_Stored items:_
************
PR #12020, opened 2018-10-31
Change ubase64.c to base64.c ##refactoring

Maijin:


radare:
it was changed because there was another base64.o coming from sdb that is bundled inside the same library archive and creates a symbol conflict. so imho -1 for this change

Maijin:
mokay.

Issue #11075, opened 2018-08-13
ood command can't reopen files with spaces (windows) or if an argument has a `/` (linux)


BlackYoup:
### Work environment

| Questions                                            | Answers
|------------------------------------------------------|--------------------
| OS/arch/bits (mandatory)                             | Exherbo / Windows x86_64
| File format of the file you reverse (mandatory)      | PE, ELF
| Architecture/bits of the file (mandatory)            | x86
| r2 -v full output, **not truncated** (mandatory)     | radare2 2.9.0-git 19121 @ linux-x86-64 git.2.7.0-400-g915b3deeb commit: 915b3deeb19767f1b2fabd20a884752e6c1b4688 build: 2018-08-14__00:13:45 (same commit for the Windows binary)

### Expected behavior

`ood` should be able to:
- reopen binaries that have spaces in them or in the path (Windows)
- reopen binaries with a `/` in the given arguments (Linux)

### Actual behavior

Currently, `ood`
- Fails at parsing the path of the binary and gives a wrong path to `CreateProcess` (Windows)
- Fails at parsing the path of the binary and gives a wrong path to `execvp` (Linux)

#### Windows

- open a binary that's in a folder having spaces (open it in debug or not, doesn't matter)
- try to `ood`
- `CreateProcess` will fail because it can't find the file

##### Linux

- open a binary
- try to `ood /tmp/wedontcare`
- `execvp` will fail at finding the binary 

### Additional Logs, screenshots, source-code,  configuration dump, ...

`ood` works for most cases but some edge cases are not correctly handled, mostly because of https://github.com/radare/radare2/blob/915b3deeb19767f1b2fabd20a884752e6c1b4688/libr/core/cmd_open.c#L880

Merging the `path` and `arguments` here lead to further (quite hard) parsing which could be avoided. I think it  would make more sense to pass both the current debugged file and arguments in two separate arguments instead of merging them into one `cmd`. Something like `static int fork_and_ptraceme(RIO *io, int bits, const char *binpath, char **arguments) {}` for example (not sure about the signature, you get the idea).

Unless something is preventing this and this is why it's currently done like this? That's something I'm willing to do in any case if I can help

radare:
we merged a PR fixing this, considering it correct now, pls complain if not

PR #9353, opened 2018-02-09
fix ood whitespace (#9302)

leberus:
This aims to fix #9302 

<pre>
$ pwd
/home/osalvador/lab/r2/test1 2
$ r2 -d ./test
Process with PID 15663 started...
= attach 15663 15663
bin.baddr 0x00400000
Using 0x400000
Unknown DW_FORM 0x06
asm.bits 64
 -- Finnished a beer
[0x7f1ab197a1f0]> ood arg arg2
Wait event received by different pid 15663
Process with PID 15666 started...
File dbg:///home/osalvador/lab/r2/test1 2/test  arg arg2 reopened in read-write mode
= attach 15666 15666
Unknown DW_FORM 0x06
15666
[0x7f802224a1f0]> dc
argv[0]: /home/osalvador/lab/r2/test1 2/test
argv[1]: arg
argv[2]: arg2
[0x7f8021f604a9]>
</pre>

<pre>
$ r2 -d ~/lab/r2/test1\ 2/test
Process with PID 15694 started...
= attach 15694 15694
bin.baddr 0x00400000
Using 0x400000
Unknown DW_FORM 0x06
asm.bits 64
 -- Disable these messages with 'e cfg.fortunes = false' in your ~/.radare2rc
0x7ff36a4381f0]> ood arg3 arg4
Wait event received by different pid 15694
Process with PID 15696 started...
File dbg:///home/osalvador/lab/r2/test1 2/test  arg3 arg4 reopened in read-write mode
= attach 15696 15696
Unknown DW_FORM 0x06
15696
[0x7f63b85a91f0]> dc
argv[0]: /home/osalvador/lab/r2/test1 2/test
argv[1]: arg3
argv[2]: arg4
[0x7f63b82bf4a9]>
</pre>

I tried to test it as much as possible.

PR #12023, opened 2018-10-31
Fix args escape and unescape bugs when debug

bet4it:
e973deadca3c6c417825bcb04b02e2a38202f143 is useless after 41cb6ef0d2f39469cd30961fe81b6f7836dd504b, because the file path we get with `fd_get_name` is already an absolute path:
https://github.com/radare/radare2/blob/7b01b96f9070bbce45407f16b6382924c64ec479/libr/bin/bin.c#L217

What has been done in #9353 is totally wrong. It's impossible to separate unescaped args in a string. We should escape args before, separate and unescape them when we need them.

I think the Linux part of #11075 has been fixed.

By the way, I'm curious that is it proper to use the absolute path when we use `ood` to debug bins, even if we use relative path when we debug it in the first time? At least `argv[0]` has been changed and it may have an effect on running.

### DIFF
--- a/libr/core/cmd_open.c
+++ b/libr/core/cmd_open.c
@@ -880,8 +880,8 @@ R_API void r_core_file_reopen_debug(RCore *core, const char *args) {
 		return;
 	}
 	int bits = core->assembler->bits;
-	char *oldname = r_file_abspath (binpath);
-	char *newfile = r_str_newf ("dbg://%s %s", oldname, args);
+	char *escaped_path = r_str_arg_escape (binpath);
+	char *newfile = r_str_newf ("dbg://%s %s", escaped_path, args);
 	char *newfile2 = strdup (newfile);
 	desc->uri = newfile;
 	desc->referer = NULL;
@@ -905,7 +905,7 @@ R_API void r_core_file_reopen_debug(RCore *core, const char *args) {
 	}
 #endif
 	r_core_cmd0 (core, "sr PC");
-	free (oldname);
+	free (escaped_path);
 	free (binpath);
 	free (newfile);
 }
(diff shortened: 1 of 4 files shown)


ret2libc:
LGTM, though we don't have proper debugging tests so... :)

libr/core/cmd_open.c
```diff
@@ -880,8 +880,8 @@ R_API void r_core_file_reopen_debug(RCore *core, const char *args) {
 		return;
 	}
 	int bits = core->assembler->bits;
-	char *oldname = r_file_abspath (binpath);
-	char *newfile = r_str_newf ("dbg://%s %s", oldname, args);
+	char *escaped_path = r_str_arg_escape (binpath);
+	char *newfile = r_str_newf ("dbg://%s %s", escaped_path, args);
```
radare: maybe we can use a different char than space to separate program name and arguments (as a hack)

libr/io/p/io_debug.c
```diff
@@ -382,7 +381,7 @@ static int fork_and_ptraceme_for_mac(RIO *io, int bits, const char *cmd) {
 		}
 		// XXX: this is a workaround to fix spawning programs with spaces in path
 		if (strstr (argv[0], "\\ ")) {
-			argv[0] = r_str_replace (argv[0], "\\ ", " ", true);
+			argv[0] = r_str_arg_unescape (argv[0]);
```
radare: wrong uasge, this returns. int, just ignore the result because this function modifies the argv[0] already

radare: also, the function signature of this function is not in the .h so it segfaults hard

libr/core/cmd_open.c
bet4it: If we do this, we don't need to escape the file path.
We generate a URL which `radare2` can recognise here. As we don't specify special char to separate URL, it's better for us not to change it.

PR #12316, opened 2018-11-25
Better ansi injection fix

radare:


radare:
@kazarmy can you have a look at yhis issue too? Its opening yhe ansi macho bin and scrollingup few lines. I will check that later when at home

PR #12320, opened 2018-11-25
Fetch stuct name from the end in typdef deleration ##types

### LINKED ISSUE #12272: typedefed structs fail to load with to
``` 
$ cat findus.h

typedef struct {
    const char* name;
    const char* signature;
    void*       fnPtr;
} JNINativeMethod;
$ r2 -
[0x00000000]> t-*
[0x00000000]> to findus.h
[0x00000000]> tk
JNINativeMethod=typedef
struct.{=name,signature,fnPtr
struct.{.fnPtr=void *,8,0
struct.{.fnPtr.meta=4
struct.{.name=const char *,0,0
struct.{.name.meta=4
struct.{.signature=const char *,4,0
struct.{.signature.meta=4
typedef.JNINativeMethod=struct <anonymous>
{=struct
[0x00000000]> ts
{
[0x00000000]>
```

sivaramaaa:
Fixes #12272 

fix

### DIFF
--- a/shlr/tcc/tcc.h
+++ b/shlr/tcc/tcc.h
@@ -354,6 +354,7 @@ typedef struct ParseState {
     int line_num;
     int tok;
     CValue tokc;
+    uint8_t *p;
 } ParseState;
 
 /* used to record tokens */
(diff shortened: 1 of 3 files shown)


radare:
looks red

radare:
The jni.h is now not loading fine while its a valid include for gcc. It was working before, so i consider this a regression. Also exposed the __R2TINYC__ define in master, so you may rebase. im moving this to 3.2 because there's no time to test it or fix it properly now.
************
_YOUR INSTRUCTIONS:_
Your task is to copy every line of the entries that contains the string "mode".

_EXERCISE OUTPUT:_
File dbg:///home/osalvador/lab/r2/test1 2/test  arg arg2 reopened in read-write mode
File dbg:///home/osalvador/lab/r2/test1 2/test  arg3 arg4 reopened in read-write mode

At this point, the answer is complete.